* [DATA SECTION]:
PR #2753, opened 2021-02-14
Remove old and out of date fields from Serialized turmoil.

kberg:
And fix current global event, which still didn't serialize efficiently.

### DIFF
--- a/src/turmoil/Turmoil.ts
+++ b/src/turmoil/Turmoil.ts
@@ -14,6 +14,7 @@ import {ISerializable} from '../ISerializable';
 import {SerializedTurmoil} from './SerializedTurmoil';
 import {PLAYER_DELEGATES_COUNT} from '../constants';
 import {AgendaStyle, PoliticalAgendasData, PoliticalAgendas} from './PoliticalAgendas';
+import {CardName} from '../CardName';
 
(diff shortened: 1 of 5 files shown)


src/turmoil/Turmoil.ts
```diff
@@ -289,8 +290,10 @@ export class Turmoil implements ISerializable<SerializedTurmoil> {
         // Finally, award Chairman TR
         if (this.chairman !== 'NEUTRAL') {
           const player = game.getPlayerById(this.chairman);
-          player.increaseTerraformRating();
-          game.log('${0} is the new chairman and got 1 TR increase', (b) => b.player(player));
+          // Tempest Consultancy Hook (gains an additional TR when they become chairman)
```
nwai90, line 293: @kberg This is already un https://github.com/bafolts/terraforming-mars/pull/2754 which adds the Tempest Consultancy corp. Is it intended here? Same for comment on line 383 below

nwai90 (approved):

src/turmoil/Turmoil.ts
kberg: That was a mistake. I must have branched that PR from this one. Thanks.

* [ABOUT THIS EXERCISE]:
All the data above is to be given again, exactly.

* [RESPONSE TO THIS EXERCISE]:
PR #2753, opened 2021-02-14
Remove old and out of date fields from Serialized turmoil.

kberg:
And fix current global event, which still didn't serialize efficiently.

### DIFF
--- a/src/turmoil/Turmoil.ts
+++ b/src/turmoil/Turmoil.ts
@@ -14,6 +14,7 @@ import {ISerializable} from '../ISerializable';
 import {SerializedTurmoil} from './SerializedTurmoil';
 import {PLAYER_DELEGATES_COUNT} from '../constants';
 import {AgendaStyle, PoliticalAgendasData, PoliticalAgendas} from './PoliticalAgendas';
+import {CardName} from '../CardName';
 
(diff shortened: 1 of 5 files shown)


src/turmoil/Turmoil.ts
```diff
@@ -289,8 +290,10 @@ export class Turmoil implements ISerializable<SerializedTurmoil> {
         // Finally, award Chairman TR
         if (this.chairman !== 'NEUTRAL') {
           const player = game.getPlayerById(this.chairman);
-          player.increaseTerraformRating();
-          game.log('${0} is the new chairman and got 1 TR increase', (b) => b.player(player));
+          // Tempest Consultancy Hook (gains an additional TR when they become chairman)
```
nwai90, line 293: @kberg This is already un https://github.com/bafolts/terraforming-mars/pull/2754 which adds the Tempest Consultancy corp. Is it intended here? Same for comment on line 383 below

nwai90 (approved):

src/turmoil/Turmoil.ts
kberg: That was a mistake. I must have branched that PR from this one. Thanks.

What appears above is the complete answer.